**PROBLEM DESCRIPTION**: Show every line below where "Contenders" can be found.

**GIVEN RECORDS**:
*** Block opens ***
PR #2434, opened 2021-10-02
refactor: Rewrote views to use router hooks instead of props

zoltan31:
This is a small refactor on how views use router functions.
Now views inside App.tsx are using the router hooks instead of router props.

### DIFF
--- a/src/App.tsx
+++ b/src/App.tsx
@@ -134,21 +134,48 @@ const App: React.FC = () => {
               <Info />
             </Route>
 
-            {/* Using this format because these components use routes injected props. We need to rework them with hooks */}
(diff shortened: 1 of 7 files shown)


memoyil:
What is the advantage of it?

zoltan31:
> What is the advantage of it?

It's a code refactor. There was a comment which asked for this rewrite. The codebase is now more united because every view uses hooks instead of props and hooks combined.

Chef-Cheems:
Sorry for ignoring this for long time... but yea, we're [moving to NextJS](https://github.com/pancakeswap/pancake-frontend/pull/2978) very soon, so this is not necessary and will make more conflicts if we merge 😅

PR #2438, opened 2021-10-04
Feature/nft filters

hachiojidev:
image


src/views/Nft/market/Collection/config.ts
```diff
@@ -0,0 +1 @@
+export const REQUEST_SIZE = 100
```
ChefHutch, line 1: If we _could_ request 1k 'traits' at once (and store all the data, but only render 100 at a time in the FE) - then we'd be able to add price/recently listed sorting to the `FilteredCollectionNfts`. 

Something to consider for later.

ChefHutch (approved):

RabbitDoge (approved):

PR #2441, opened 2021-10-04
fix: Fetch data for non PB collections

RabbitDoge:
[ ] Explain what your PR does

### DIFF
--- a/src/state/nftMarket/reducer.ts
+++ b/src/state/nftMarket/reducer.ts
@@ -25,6 +25,8 @@ import {
   NftToken,
   NftLocation,
   ApiSingleTokenData,
+  NftAttribute,
+  TokenMarketData,
 } from './types'
 
 const initialState: State = {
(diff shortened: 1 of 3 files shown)


src/state/nftMarket/reducer.ts
```diff
@@ -123,8 +124,21 @@ export const fetchNftsFromCollections = createAsyncThunk(
         })
       }
 
-      // TODO: revisit this for other collecitons
-      return []
+      return Object.keys(nfts.data).map((id) => {
+        const apiMetadata = nfts.data[id]
+        const marketData = nftsMarket[id] || {}
```
Chef-Cheems, line 129: this should probably `nftMarket.find((nft) => nft.tokenId === id)`. Cause right now it relies on the fact that array returned from subgraph is ordered from 0 to 10000, which is not the case if some are not on sale and/or subgraph orders them not by tokenId

RabbitDoge: Smart

hachiojidev (approved):

PR #2446, opened 2021-10-05
feat: Auto update refinement

Chef-Cheems:
- Adds update for existing NFTs in the state every 10 seconds (in case they get sold or price gets modified)
- Adds update indicator to the table
- Removes pre-fetching random pancake bunny NFTs into state as they are not used anywhere.

### DIFF
--- a/src/state/nftMarket/hooks.ts
+++ b/src/state/nftMarket/hooks.ts
@@ -3,8 +3,7 @@ import { useSelector } from 'react-redux'
 import { useAppDispatch } from 'state'
 import { pancakeBunniesAddress } from 'views/Nft/market/constants'
 import { isAddress } from 'utils'
-import useRefresh from 'hooks/useRefresh'
-import { fetchCollection, fetchCollections, fetchNftsByBunnyId, updateNftTokensData } from './reducer'
+import { fetchCollection, fetchCollections, fetchNewPBAndUpdateExisting } from './reducer'
 import { State } from '../types'
 import { NftToken, UserNftsState } from './types'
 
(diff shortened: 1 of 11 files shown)


src/state/nftMarket/hooks.ts
```diff
@@ -22,18 +21,23 @@ export const useFetchCollection = (collectionAddress: string) => {
   }, [dispatch, collectionAddress])
 }
 
-// Returns a function that fetches more NFTs when called and puts them into redux state.
-// Also returns loading flag and time of latest successful fetch
-export const useFetchByBunnyId = (bunnyId: string) => {
+// Returns a function that fetches more NFTs for specified bunny id
+// as well as updating existing PB NFTs in state
+// Note: PancakeBunny specific
+export const useFetchByBunnyIdAndUpdate = (bunnyId: string) => {
```
Chef-Cheems, line 27: Originally I rewrote this to account for other collections too, but the logic became too complex and resulted in more queries (even if user just sits on Dollop page it would update Squads, etc).
Its better to make a more maintainable hook for other collections, PB are quite different in terms of updating since they have multiple instances.

src/state/nftMarket/reducer.ts
```diff
@@ -148,112 +121,62 @@ export const fetchNftsFromCollections = createAsyncThunk(
 )
 
 /**
- * Fetch fresh marketdata for existing tokens in the store
+ * This action keeps data on the individual PancakeBunny page up-to-date. Operation is a twofold
+ * 1. Update existing NFTs in the state in case some were sold or got price modified
+ * 2. Fetch 30 more NFTs with specified bunny id
  */
-export const updateNftTokensData = createAsyncThunk<
+export const fetchNewPBAndUpdateExisting = createAsyncThunk<
```
Chef-Cheems, line 128: Getting new NFTs and updating old ones are combined into 1 hook to not have a racing game between two update mechanisms.

hachiojidev (approved):

PR #2447, opened 2021-10-05
feat: Farm Auction five

Chef-Cheems:


RabbitDoge (approved):

ChefHutch (approved):

src/views/Home/components/Banners/FarmAuctionsBanner.tsx
```diff
@@ -88,7 +88,7 @@ const FarmAuctionsBanner = () => {
     <Wrapper>
       <Inner>
         <LeftWrapper>
-          <StyledSubheading>{t('%num% Contenders...', { num: 39 })}</StyledSubheading>
+          <StyledSubheading>{t('%num% Contenders...', { num: 46 })}</StyledSubheading>
```
ChefKai, line 91: Can we hook the contract data to pull total of bidders?

Chef-Cheems: @ChefKai we can, but we'd better at the same time modify the whole modal thing to automatically pop up when there is live auction. Not now for sure, but at some point yeah 👍

PR #2463, opened 2021-10-06
fix: (pancakesquad): Fix typos and make translations test compatible

memoyil:


src/views/PancakeSquad/components/Header/SaleProgress.tsx
```diff
@@ -12,13 +12,28 @@ type PreEventProps = {
...
+  const data = {
+    remaining,
+    total,
+  }
+
+  switch (saleStatus) {
+    case SaleStatusEnum.Pending:
+      return t('', data)
+    case SaleStatusEnum.Premint:
+      return t('', data)
```
hachiojidev, line 25: No need to wrap this in a translation function.

hachiojidev (changes requested):

src/views/PancakeSquad/components/Header/SaleProgress.tsx
memoyil: Done

PR #2515, opened 2021-10-13
feat: Improve filters

Chef-Cheems:


src/components/ScrollToTopButton/index.tsx
```diff
@@ -0,0 +1,41 @@
...
+  }
+
+  const scrollToTop = () => {
+    window.scrollTo({
+      top: 400,
+      behavior: 'auto',
+    })
+  }
+
+  window.addEventListener('scroll', toggleVisible)
```
memoyil, line 30: Listener should be removed when unmount

PR #2517, opened 2021-10-13
fix: (profile): Claimable achievements throws error when fetching

memoyil:
To review:

https://deploy-preview-2517--pancakeswap-dev.netlify.app/

To reproduce:

1. Go to profile page
2. Connect an account that has claimable achievements
3. See the error on console when fetching claimable achievements

Uncaught (in promise) Error: invalid address (argument="address", value=5, code=INVALID_ARGUMENT, version=address/5.4.0) (argument=null, value=5, code=INVALID_ARGUMENT, version=abi/5.4.0)

### DIFF
--- a/src/utils/achievements.ts
+++ b/src/utils/achievements.ts
@@ -71,7 +71,7 @@ export const getClaimableIfoData = async (account: string): Promise<Achievement[
       const [claimStatus] = claimStatusArr
 
       if (claimStatus === true) {
-        return [...accum, { address: getPointCenterIfoAddress(), name: 'ifos', params: [index] }]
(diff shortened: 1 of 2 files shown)


src/utils/achievements.ts
```diff
@@ -80,18 +80,19 @@ export const getClaimableIfoData = async (account: string): Promise<Achievement[
 
   // Transform response to an Achievement
   return claimableIfoData.reduce((accum, claimableIfoDataItem) => {
-    if (!campaignMap.has(claimableIfoDataItem.campaignId)) {
+    const claimableCampaignId = claimableIfoDataItem.campaignId.toString()
```
memoyil, line 83: campaign id is bignumber that needs to be converted to plain string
*** Block closes ***
**RESULT**:
-          <StyledSubheading>{t('%num% Contenders...', { num: 39 })}</StyledSubheading>
+          <StyledSubheading>{t('%num% Contenders...', { num: 46 })}</StyledSubheading>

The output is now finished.